前言
ES中的聚合功能类似于数据库中group by语句,但是功能更为强大。
1. 概念
SELECT COUNT(color) //指标
FROM table
GROUP BY color //桶
1.1 桶(Buckets):满足特定条件的文档集合
1.2 指标(Metrics):桶内文档的统计计算
2.基本语法
2.1 例子1
{
"size" : 0,
"aggs": { //第一个桶
"colors": { //指定桶名称
"terms": { //指定聚合类型
"field": "color"
},
"aggs": { //嵌套桶
"avg_price": { "avg": { "field": "price" } // 指定聚合类型
},
"make" : { // 桶名称
"terms" : { // 指定聚合类型
"field" : "make"
},
"aggs" : { //嵌套桶
"min_price" : { "min": { "field": "price"} }, // 指定聚合类型
"max_price" : { "max": { "field": "price"} } // 指定聚合类型
}
}
}
}
}
}
2.2 例子2:histogram
"aggs":{
"price":{
"histogram":{ "field": "price", "interval": 20000 },
"aggs":{
"revenue": {
"sum": {"field" : "price"}
}
}
}
}
2.3 例子3:date_histogram以及强制返回空桶
"aggs": {
"sales": {
"date_histogram": {
"field": "sold",
"interval": "month",
"format": "yyyy-MM-dd",
"min_doc_count" : 0, //强制返回空buckets
"extended_bounds" : { //强制返回整年
"min" : "2014-01-01",
"max" : "2014-12-31"
}
}
}
}
2.4 例子4:后过滤器(只过滤搜索结果,不过滤聚合结果)post-filter
{
"size" : 0,
"query": {"match": {"make": "ford"}},
"post_filter": {
"term" : { "color" : "green" }
},
"aggs" : {
"all_colors": { "terms" : { "field" : "color" }}
}
}
2.5 例子5:桶内置排序
"aggs" : {
"colors" : {
"terms" : {
"field" : "color",
"order": {"_count" : "asc" } //按文档数量排序
}
}
}
2.6 例子6:按度量排序
"aggs" : {
"colors" : {
"terms" : {
"field" : "color",
"order": { "avg_price" : "asc" }
},
"aggs": {
"avg_price": {"avg": {"field": "price"}
}
}
}
}
2.7 例子7:基于深度度量排序
"aggs" : {
"colors" : {
"histogram" : {
"field" : "price",
"interval": 20000,
"order": {"red_green_cars>stats.variance" : "asc" } // 将度量用>嵌套
},
"aggs": {
"red_green_cars": {
"filter": { "terms": {"color": ["red", "green"]}},
"aggs": {
"stats": {"extended_stats": {"field" : "price"}}
}
}
}
}
}
3.近似聚合
3.1 cardinality(去重)
1)语法
"aggs" : {
"distinct_colors" : { "cardinality" : { "field" : "color","precision_threshold" : 100}}
//precision_threshold 表示在何种基数下希望得到一个近乎精确的结果
}
2)原理
使用HyperLogLog(HLL)算法,该算法也应用于redis中,优点是,即使输入元素的数量或者体积非常非常大,计算基数所需的空间总是固定的、并且是很小的,redis中只需要12K内存,在标准误差0.81%的前提下,能够统计2^64个基数。

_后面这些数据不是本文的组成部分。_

PR #1417, opened 2022-08-22
dualized four comparisons

jvoigtlaender:
See https://github.com/ndmitchell/hlint/pull/1404#issuecomment-1207292967


ndmitchell:
Thanks!

PR #1418, opened 2022-08-30
quickcheck selection functions on singleton lists

jvoigtlaender:
The thing I actually encountered in code was of the form
```haskell
  x <- oneof [y]
```
(after some previous refactoring).

I guess the other hints, for `elements` etc., could also be encountered.


ndmitchell:
Thanks!

PR #1421, opened 2022-09-05
zip/repeat -> map with tuple section

jvoigtlaender:
The two new hints are mirroring existing `zipWith`/`repeat` hints (directly above in the file).


ndmitchell:
Thanks! I was a little concerned about suggesting tuple sections without the user already using it, but I see some existing hints already do that, so can't object to this one doing so too.

PR #1424, opened 2022-10-15
Don't suggest sortOn for Down, do avoid rev sort

### LINKED ISSUE #1423: `sortOn Down` is suggested in place of cheaper `sortBy (compare Down)` and `reverse (sort x)` is not corrected
#669 covers this in some detail, but it doesn't appear that the [fix](https://github.com/ndmitchell/hlint/commit/39334297702e4f98bf0c9d4eabfd914c216fc4dd) agreed entirely with the conclusions in Roman Cheplyaka's [article](https://ro-che.info/articles/2016-04-02-descending-sort-haskell). In particular:

1. `sortOn Down` is, according to the article, some 7x slower than `sortBy (compare Down)`. The former should not be suggested for the latter. This is actually a bit more nuanced: It seems that `sortOn f` is only appropriate when `f` is sufficiently expensive to overwhelm the cost of caching. When `f` is `Down`, the hint should not be fired, and the user should otherwise be warned of the nuance.
2. `reverse (sort x)` is inefficient, especially when not all items from `x` are required. It also isn't stable. It should be replaced, but with `sortBy (comparing Down)`, not `sortOn Down`.

Regarding the PR, two issues:

1. It seems that LHS matching isn't equiped to equate plain and qualified names, so the condition `notEq f Down && notEq f Data.Ord.Down` is not redundant. If I can do better, please let me know.
2. While manually testing using `stack run -- hlint my-tests-file.hs` produces the desired result, the tests that I added are not passing (the expected hints are not being fired). I'm fairly new to haskell and unfamiliar with the test generation method, so I've probably mucked up something obvious. Guidance would be appreciated.

thisisrandy:
Fixes #1423, but new tests are not passing for unknown reasons

Thanks for the pull request!

### DIFF
--- a/data/hlint.yaml
+++ b/data/hlint.yaml
@@ -112,8 +112,7 @@
     - warn: {lhs: head (sortBy f x), rhs: minimumBy f x, side: isCompare f}
     - warn: {lhs: last (sortBy f x), rhs: maximumBy f x, side: isCompare f}
     - warn: {lhs: reverse (sortBy f x), rhs: sortBy (flip f) x, name: Avoid reverse, side: isCompare f, note: Stabilizes sort order}
-    - warn: {lhs: sortBy (flip (comparing f)), rhs: sortOn (Down . f)}
-    - warn: {lhs: sortBy (comparing f), rhs: sortOn f, side: notEq f fst && notEq f snd && notEq f Down && notEq f Data.Ord.Down, note: Only appropriate if f is expensive enough to justify the cost of caching its results. See the documentation for sortOn}
+    - warn: {lhs: sortBy (flip (comparing f)), rhs: sortBy (comparing (Down . f))}
     - warn: {lhs: reverse (sortOn f x), rhs: sortOn (Data.Ord.Down . f) x, name: Avoid reverse, note: Stabilizes sort order}
     - warn: {lhs: reverse (sort x), rhs: sortBy (comparing Data.Ord.Down) x, name: Avoid reverse, note: Stabilizes sort order}
     - hint: {lhs: flip (g `on` h), rhs: flip g `on` h, name: Move flip}
@@ -1419,9 +1418,8 @@
 # main = hello .~ Just 12 -- hello ?~ 12
 # foo = liftIO $ window `on` deleteEvent $ do a; b
 # no = sort <$> f input `shouldBe` sort <$> x
-# sortBy (comparing length) -- sortOn length
 # no = sortBy (comparing Down)
-# yes = sortBy (comparing f) -- sortOn f
+# yes = sortBy (flip (comparing f)) -- sortBy (comparing (Down . f))
 # yes = reverse (sort x) -- sortBy (comparing Data.Ord.Down) x
 # myJoin = on $ child ^. ChildParentId ==. parent ^. ParentId
 # foo = typeOf (undefined :: Foo Int) -- typeRep (Proxy :: Proxy (Foo Int))
--- a/data/hlint.yaml
+++ b/data/hlint.yaml
@@ -113,10 +113,9 @@
     - warn: {lhs: last (sortBy f x), rhs: maximumBy f x, side: isCompare f}
     - warn: {lhs: reverse (sortBy f x), rhs: sortBy (flip f) x, name: Avoid reverse, side: isCompare f, note: Stabilizes sort order}
     - warn: {lhs: sortBy (flip (comparing f)), rhs: sortOn (Down . f)}
-    - warn: {lhs: sortBy (comparing f), rhs: sortOn f, side: notEq f fst && notEq f snd}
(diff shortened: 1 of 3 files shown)


thisisrandy:
I want to emphasize, as noted in #1423, that the tests I added don't seem to be working, and I'm not sure why. For that reason, please do **not** accept this PR as is. I would appreciate some insight on how to get the tests working.

tests/hint.test
```diff
@@ -239,3 +239,35 @@ Found:
 Note: Custom message
 
 4 hints
+
+---------------------------------------------------------------------
```
ndmitchell, line 243: Normally end to end tests like this are excessive for simple rules - see the `<TEST>` block in `data/hlint.yaml` which will run faster and be easier to write

data/hlint.yaml
```diff
@@ -113,10 +113,9 @@
     - warn: {lhs: last (sortBy f x), rhs: maximumBy f x, side: isCompare f}
     - warn: {lhs: reverse (sortBy f x), rhs: sortBy (flip f) x, name: Avoid reverse, side: isCompare f, note: Stabilizes sort order}
     - warn: {lhs: sortBy (flip (comparing f)), rhs: sortOn (Down . f)}
-    - warn: {lhs: sortBy (comparing f), rhs: sortOn f, side: notEq f fst && notEq f snd}
+    - warn: {lhs: sortBy (comparing f), rhs: sortOn f, side: notEq f fst && notEq f snd && notEq f Down && notEq f Data.Ord.Down, note: Only appropriate if f is expensive enough to justify the cost of caching its results. See the documentation for sortOn}
```
ndmitchell, line 116: I think rather than warning about a fairly complex condition, it might be better to just delete this hint entirely

data/hlint.yaml
```diff
@@ -113,10 +113,9 @@
     - warn: {lhs: last (sortBy f x), rhs: maximumBy f x, side: isCompare f}
     - warn: {lhs: reverse (sortBy f x), rhs: sortBy (flip f) x, name: Avoid reverse, side: isCompare f, note: Stabilizes sort order}
     - warn: {lhs: sortBy (flip (comparing f)), rhs: sortOn (Down . f)}
```
ndmitchell, line 115: Sounds like this one also needs fixing/deleting?

ndmitchell (commented):
Thanks for the diff! A few notes - I wonder if we should just never suggest introducing sortOn?

tests/hint.test
thisisrandy: I'm still in the dark as to why the e2e tests were failing, but thanks for the suggestion. This is covered in 013928c01a63060946e7a254af93c928337acc24.

data/hlint.yaml
thisisrandy: I agree. While there are obviously cases where `sortOn` is the right choice, a user should probably be specifically wanting to optimize their expensive sort and hopefully come across `sortOn` in their own research. Covered in 86363703feaa7e1abf2d41fe458512f3943beab4.

data/hlint.yaml
thisisrandy: Covered in 86363703feaa7e1abf2d41fe458512f3943beab4.

data/hlint.yaml
```diff
@@ -112,11 +112,9 @@
     - warn: {lhs: head (sortBy f x), rhs: minimumBy f x, side: isCompare f}
     - warn: {lhs: last (sortBy f x), rhs: maximumBy f x, side: isCompare f}
     - warn: {lhs: reverse (sortBy f x), rhs: sortBy (flip f) x, name: Avoid reverse, side: isCompare f, note: Stabilizes sort order}
-    - warn: {lhs: sortBy (flip (comparing f)), rhs: sortOn (Down . f)}
-    - warn: {lhs: sortBy (comparing f), rhs: sortOn f, side: notEq f fst && notEq f snd}
+    - warn: {lhs: sortBy (flip (comparing f)), rhs: sortBy (comparing (Down . f))}
```
zliu41, line 115:
```suggestion
    - warn: {lhs: sortBy (flip (comparing f)), rhs: sortBy (comparing (Data.Ord.Down . f))}
```

zliu41 (commented):
Looks good, just one suggested change.

zliu41:
Oh and also you need to regenerate hints.md for the test to pass.

data/hlint.yaml
thisisrandy: Thanks for the suggestion. The corresponding test also needs to use the fully-qualified name. Addressed in 018facf7.

thisisrandy:
Apologies, I forgot to regenerate hints after the review commits. Addressed in cb124475.

thisisrandy:
The failure was "API rate limit exceeded", so it should probably be rerun or ignored, depending on maintainers' preference.

zliu41:
Thanks for the PR.

PR #1428, opened 2022-10-27
Rename map tuple-section hints

### LINKED ISSUE #1427: Hints with the same name
The only way to ignore hints is by their name, but names are not unique; for example, according to `hints.md`, there are 8 different hints named "Use map":

```ShellSession
$ rg '<td>Use map</td>' hints.md
755:<td>Use map</td>
2843:<td>Use map</td>
4187:<td>Use map</td>
4203:<td>Use map</td>
4219:<td>Use map</td>
4235:<td>Use map</td>
9151:<td>Use map</td>
9167:<td>Use map</td>
```

Two of these hints introduce tuple sections, which I would like to hide, but I have no way to select them.

Maybe we could work on getting each hint a unique numeric identifier?

9999years:
Closes #1427


ndmitchell:
Thanks!

Issue #1434, opened 2022-12-15
HLint seems to ignore -XNumericUnderscores


friedbrice:
HLint does not seem to correctly report `"Use underscore"` hints unless a file exlicitly has a `NumericUnderscores` pragma, despite specifying `-XNumericUnderscores` in `.hlint.yaml`.

Repo: https://github.com/friedbrice/hlint-use-underscore

PR #1435, opened 2022-12-16
Add support for NumericUnderscores extensions from CLI/config

friedbrice:
Closes https://github.com/ndmitchell/hlint/issues/1434

### DIFF
--- a/src/GHC/All.hs
+++ b/src/GHC/All.hs
@@ -5,7 +5,7 @@ module GHC.All(
     CppFlags(..), ParseFlags(..), defaultParseFlags,
     parseFlagsAddFixities, parseFlagsSetLanguage,
     ParseError(..), ModuleEx(..),
-    parseModuleEx, createModuleEx, createModuleExWithFixities, ghcComments, modComments,
+    parseModuleEx, createModuleEx, createModuleExWithFixities, createModuleExWithFixitiesAndExtensions, ghcComments, modComments,
     parseExpGhcWithMode, parseImportDeclGhcWithMode, parseDeclGhcWithMode,
     ) where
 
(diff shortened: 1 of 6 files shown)


friedbrice:
@ndmitchell Is there a different way you'd like me to approach this problem? I'm happy to rework this.

src/Hint/NumLiteral.hs
```diff
@@ -34,10 +36,16 @@ import Idea (Idea, suggest)
...
+  -- TODO: there's a subtle bug when the module disables `NumericUnderscores`.
+  -- This seems pathological, though, because who would enable it for their
+  -- project but disable it in specific files?
+  if NumericUnderscores `elem` activeExtensions then
      concatMap suggestUnderscore . universeBi
   else
      const []
+  where
+    moduleExtensions = toList (extensions $ modComments modu)
+    activeExtensions = hlintExtensions modu <> toList moduleExtensions
```
googleson78, line 48: I think the `toList` here is redundant - you've already called `toList` inside `moduleExtensions`, right?

src/GHC/All.hs
```diff
@@ -84,8 +84,9 @@ data ParseError = ParseError
     }
 
 -- | Result of 'parseModuleEx', representing a parsed module.
-newtype ModuleEx = ModuleEx {
-    ghcModule :: Located HsModule
+data ModuleEx = ModuleEx {
+    ghcModule :: Located HsModule,
+    hlintExtensions :: [Extension]
```
googleson78, line 89: I think some name with `config` might be clearer - it took me a while to realise that this `hlint` means "it comes from invoking the `hlint` tool with certain CLI args or a configuration file"

```suggestion
    hlintConfigExtensions :: [Extension]
```
Perhaps?

friedbrice:
Thanks, @googleson78! I'll start working on a patch.

ndmitchell:
Sorry it took me so disastrously long to get to this diff - it feel off my radar. I updated the merge conflicts, but didn't test after (did it in the github UI).

I can see how this would apply to people using the API, but as far as I can tell, this won't have any impact on the command line users? Or are you expecting that this will be used through the Haskell IDE?

friedbrice:
@ndmitchell it works using our `.hlint.yaml` file. If it doesn't work for CLI uses, then that's an oversight on my part that I need to fix.

parsonsmatt:
@ndmitchell anything we can do to get this ready to merge?

PR #1437, opened 2022-12-21
When possible, preserve across hints whether or not a Monad constraint is required

josephcsible:


ndmitchell:
Thanks - very good idea!

PR #129, opened 2026-09-03
test: delayed-header buffer-flag matrix and slow-client coverage

eilandert:
## TL;DR

Expand delayed-response coverage across nginx buffer flags, large bodies, slow clients, and downstream disconnects. Explicit holding and release markers prove cancellation occurs while the upstream response is still incomplete.

The matrix covers memory-backed and recycled buffers, flush/sync flags, split headers and bodies, and a response larger than 1 MiB. It deliberately does not claim temp-file spill coverage.

**Severity:** None — test coverage only.

The tests enable response-body access where the phase-4 oracle needs it and make the slow-client daemon fail loudly if the client-disconnect release handshake is absent.

## Summary by CodeRabbit

* **Tests**
  * Added coverage for delayed response buffering with repeated in-memory buffer recycling.
  * Added validation for responses larger than the delayed-body limit, including early header flushing and continued streaming.
  * Added coverage for client disconnects during transfers, verifying subsequent requests remain healthy.
  * Added byte-for-byte response validation and logging checks for early header flushing.

### DIFF
--- a/t/coraza-delayed-buffer-flags.t
+++ b/t/coraza-delayed-buffer-flags.t
@@ -1,0 +1,402 @@
+#!/usr/bin/perl
+
+# Tests for Coraza-nginx connector (delayed-header buffer chains).
+#
+# t/coraza-delayed-file-buffer.t covers the uninspected file-backed clone
+# branch (large file, sendfile off, phase-4 pass). t/coraza-response-body-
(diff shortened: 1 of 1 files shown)


ppomes:
@coderabbitai full review

ppomes (approved):

PR #130, opened 2026-09-03
test: prove ARGS_POST matches and move source checks to lint

eilandert:
## TL;DR

Add a positive `ARGS_POST` assertion and move source-structure checks out of the runtime suite into `lint/`. This keeps nginx integration tests behavioral while preserving the connector contract checks as fast deterministic lint tests.

Six source-grep tests move to `lint/`, including the response-body file-reader contract. The request-body cleanup check now requires the intervention result to be assigned and both return paths to reach the cleanup label, and the upgrade test documents the remaining drain limitation.

Rebased onto #134 and #136, which edited two of the moved files in place (per-worker static chunk buffer, `done` cleanup label); those edits are carried in the `lint/` copies. The response-body file-reader contract also requires the full `in_file && file` predicate before the bounded reader call, and accepts the failure site in both its inline and #122 helper form; that file's text is identical to the copy #122 edits under `t/`, so the two land cleanly in either order.

**Severity:** None — tests and test organization only.

`prove lint/*.t` passes all 42 assertions, against `main` and against `main` with #122 merged.

## Summary by CodeRabbit

- **Tests**
  - Added coverage for URL-encoded POST argument matching and upgraded-connection handling.
  - Expanded regression checks for request and response body processing, header forwarding, error propagation, and dynamic library integration.
  - Strengthened validation of request-body processing behavior and response-body file inspection.

- **Documentation**
  - Added guidance for running and understanding source-text lint checks.

- **Chores**
  - Integrated source-text lint checks into the full test workflow for earlier detection of regressions.


ppomes:
@coderabbitai full review

eilandert:
@coderabbitai full review

eilandert:
@coderabbitai full review

ppomes:
Six of the fixes just landed on `main` (#118, #122–#126). GitHub reports this one as conflicting because `t/coraza-response-body-file-reader-contract.t` was modified on `main` (#122) while this branch moves and rewrites it under `lint/`. git merges it automatically (it folds the #122 changes into the moved file), so bringing `main` into the branch (a merge, so the history stays as is) should be painless — but please give the merged `lint/coraza-response-body-file-reader-contract.t` a look afterwards, since the automatic fold is a guess, not a review. CI and CodeRabbit will re-run on the update and we will merge from there — thanks, and thanks for working through all the review threads.

eilandert:
Merged `main` in (merge, not rebase) — now mergeable at `0b3ef39`.

Git folded #122's changes into the copy this branch moved to `lint/`, with no conflict. Reviewed rather than taken on trust, as you asked:

- all three of #122's additions are present in the moved file — the tightened `in_file`/`file` guard regex, the widened fail-closed alternation, and the new delayed-buffer block asserting five internal-error helper calls and no bare `NGX_ERROR` return;
- no stale copy survives at the old `t/` path;
- the file declares `done_testing()`, so there is no plan count to desync, and `$root = "$FindBin::Bin/.."` still resolves from `lint/`.

Verified: the moved file passes 11/11 and the whole `lint/` suite passes 45/45. The folded assertions are not vacuous — relaxing the `in_file`/`file` guard in `ngx_http_coraza_body_filter.c` fails assertion 5 and only assertion 5.

ppomes (approved):

PR #134, opened 2026-09-04
perf: trim request and connection-header hot paths

eilandert:
## TL;DR

Large request bodies and common connection-header handling do small amounts of avoidable work on every request or response. This sweep reuses scratch storage and carries already-known address and header values forward without changing inspection behavior.

**Severity:** Low (performance and cleanup; request behavior is unchanged)

## Request body

- The file-backed reader uses one worker-lifetime 64 KiB buffer instead of allocating and freeing scratch space per request. The reader is synchronous on nginx's single-threaded worker loop, so requests cannot overlap inside it.
- Empty in-memory buffers no longer cross into libcoraza. End-of-chain handling still runs for every buffer, including an empty final buffer.
- `request_body_in_single_buf` is no longer set. On supported nginx versions it does not control the memory/file split or body-chain shape.
- The reader retains its private file descriptor because `ngx_read_file()` advances `ngx_file_t.offset` bookkeeping even when the platform uses `pread()`.

## Connection metadata

- The rewrite handler formats the local address already cached by its first `ngx_connection_local_sockaddr()` call instead of re-entering the helper.
- The header filter uses `sizeof(literal) - 1` for Connection values and the end pointer returned by `ngx_sprintf()` for Keep-Alive, avoiding follow-up string scans.
- Unix-domain handling and the HTTP/2 and HTTP/3 early-return behavior are unchanged.

### DIFF
--- a/src/ngx_http_coraza_header_filter.c
+++ b/src/ngx_http_coraza_header_filter.c
@@ -309,6 +309,7 @@ ngx_http_coraza_resolv_header_connection(ngx_http_request_t *r, ngx_str_t name, 
     ngx_http_coraza_ctx_t *ctx = NULL;
     ngx_http_core_loc_conf_t *clcf = NULL;
     char *connection = NULL;
+    size_t connection_len = 0;
     ngx_str_t value;
 
     clcf = ngx_http_get_module_loc_conf(r, ngx_http_core_module);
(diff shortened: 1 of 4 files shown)


ppomes (approved):

ppomes:
@fzipi one thing worth a look before this goes in: it drops `r->request_body_in_single_buf = 1` from the pre-access handler. ModSecurity-nginx still sets that flag (with a TODO admitting it is not sure what it does), so removing it here means we no longer match upstream on that point. The reasoning in the PR is that the flag does not control the memory/file split or the body-chain shape on the nginx versions we support, which matches what I see — but since it is a behavioural knob inherited from ModSec I would rather you sign off on dropping it. The rest is straightforward hot-path trimming (buffer reuse for file-backed bodies, sizeof/pointer lengths instead of strlen) with no behaviour change.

stream-lib 实现了一个java版本的HHL:https://github.com/addthis/stream-lib/blob/master/src/main/java/com/clearspring/analytics/stream/cardinality/HyperLogLog.java
3.2 percentiles、percentile_ranks(百分位计算)
1)语法
percentiles :默认情况下,percentiles会返回一组预定义的百分位数值[1, 5, 25, 50, 75, 95, 99],体现的是某个百分比以下所有文档的最小值
"aggs" : {
"zones" : {
"terms" : { "field" : "zone"},
"aggs" : {
"load_times" : {
"percentiles" : {
"field" : "latency",
"percents" : [50, 95.0, 99.0] //感兴趣的百分比
}
},
{"avg_load_avg" : { "avg" : { "field" : "latency" } }}
}
}
}
percentile_ranks:体现的是某个具体值属于哪一个百分比等级
"aggs" : {
"zones" : {
"terms" : { "field" : "zone"},
"aggs" : {
"load_times" : {
"percentile_ranks" : {
"field" : "latency",
"values" : [210, 800]
}
}
}
}
}
2)原理
使用TDigest算法